Most Pro users don't actually push to the limit. The 90th-percentile heavy user costs me about $4/month. The mean is closer to $0.80.
Context caching cuts the per-question cost on long sessions by roughly 4×.

I'm okay running a thin margin on the heaviest Pro users because they're the loudest about how well the product works, and they convert teammates. Trying to extract maximum margin from the top 10% would mean ruining the product for them.

Team tier: $79/month for 3 seats with API access. This is where the real margin lives. Teams pay 4× as much as a Pro user for the same usage profile, because they're paying for collaboration, API access, and SLA — not raw inference. I'm comfortable with this because it mirrors how Notion, Linear, and every other team-tier SaaS works.

What I'd do differently if I were building today

A few opinions I'd be brave enough to put on the page only after two months of running the math:

Surface the per-question cost to the user.

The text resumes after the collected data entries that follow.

PR #70, opened 2020-08-11
Better tests for `IsolatedEnvironment` and some minor fixes

FFY00:
This tests if the required environment directories are provided by
IsolatedEnvironment.

### DIFF
--- a/src/build/env.py
+++ b/src/build/env.py
@@ -130,7 +130,7 @@ class IsolatedEnvironment(object):
 
         self._symlink_relative(sysconfig.get_path('include'))
         self._symlink_relative(sysconfig.get_path('platinclude'))
-        self._symlink_relative(sysconfig.get_config_var('srcdir'))
+        self._symlink_relative(sysconfig.get_config_var('LIBPL'))
 
         return self
 
--- a/tests/test_env.py
+++ b/tests/test_env.py
@@ -26,11 +26,19 @@ def test_isolated_environment_setup(mocker):
                 }
             ) in python_path
 
-        copy_path = (
+        copy_path = [
             sysconfig.get_path('include'),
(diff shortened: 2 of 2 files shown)


src/build/env.py
```diff
@@ -73,7 +73,7 @@ def _symlink_relative(self, path):  # type: (Optional[str]) -> None
         if not path:  # pragma: no cover
             return
 
-        prefix = sysconfig.get_config_var('prefix')
+        prefix = sysconfig.get_config_var('base' if sys.version_info[0] == 2 else 'prefix')
```
gaborbernat, line 76: Could be worth documenting why the discrepency?

src/build/env.py
```diff
@@ -130,7 +130,7 @@ def __enter__(self):  # type: () -> IsolatedEnvironment
 
         self._symlink_relative(sysconfig.get_path('include'))
         self._symlink_relative(sysconfig.get_path('platinclude'))
-        self._symlink_relative(sysconfig.get_config_var('srcdir'))
+        self._symlink_relative(sysconfig.get_config_var('LIBPL'))
```
gaborbernat, line 133: also we could document why this is needed 🤷

FFY00: Commit description

> LIBPL contains the files necessary for embedding Python in C, I wrongly
assumed srcdir was used for this. srcdir will point to LIBPL in Python
3, but not in Python2.

src/build/env.py
FFY00: Oh, it was leftover from my initial tries. I just checked and this is actually not needed. Thanks :blush:

src/build/env.py
gaborbernat: Ah, I see. Often I make it a code comment, as the commit history gets lost easier.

When a user uploads a 1,500-page document, the UI should say "each question on this document costs about 1 credit." Hiding the cost from users creates moral hazard — they ask 50 questions when 5 would do, and I eat the margin. Transparent pricing self-regulates this.

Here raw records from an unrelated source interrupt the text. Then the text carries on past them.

PR #74, opened 2020-08-18
env: export path as read-only

FFY00:

### DIFF
--- a/src/build/env.py
+++ b/src/build/env.py
@@ -51,6 +51,14 @@ class IsolatedEnvironment(object):
 
     def __init__(self):  # type: () -> None
         self._env = {}  # type: Dict[str, Optional[str]]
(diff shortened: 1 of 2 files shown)


src/build/env.py
```diff
@@ -70,6 +75,7 @@ def _get_env_path(self, path):  # type: (str) -> Optional[str]
         return sysconfig.get_path(path, vars=self._env_vars)
 
     def _symlink_relative(self, path):  # type: (Optional[str]) -> None
+        assert self._path
```
gaborbernat, line 78: Why not raise an error? Assertions can be disabled, raising an error cannot?

FFY00: Right, sorry! Asserts shouldn't be used here.

gaborbernat (approved):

Default to caching on documents over 500 pages. The 4× cost reduction on session-length sessions is large enough that "enable caching" should not be a power-user toggle. It should be the default behavior, with a "disable cache for privacy" opt-out for the few users who care.

Don't promise "unlimited" anything. I made the mistake of writing "PDF chat unlimited pages" on the Pro plan. That's now load-bearing copy, and I have to make the unit economics work even for the heaviest user. Future me would have written "up to 5,000 pages per document, fair-use cap on monthly volume." Lesson logged for the next product.